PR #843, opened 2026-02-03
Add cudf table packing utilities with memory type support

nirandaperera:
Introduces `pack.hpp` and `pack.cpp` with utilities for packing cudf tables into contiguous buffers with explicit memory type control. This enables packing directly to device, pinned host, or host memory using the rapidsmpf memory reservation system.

▶ [Task statement]
Output each line of the material exactly as it was written above.

▶ [Solution to this exercise]
PR #843, opened 2026-02-03
Add cudf table packing utilities with memory type support

nirandaperera:
Introduces `pack.hpp` and `pack.cpp` with utilities for packing cudf tables into contiguous buffers with explicit memory type control. This enables packing directly to device, pinned host, or host memory using the rapidsmpf memory reservation system.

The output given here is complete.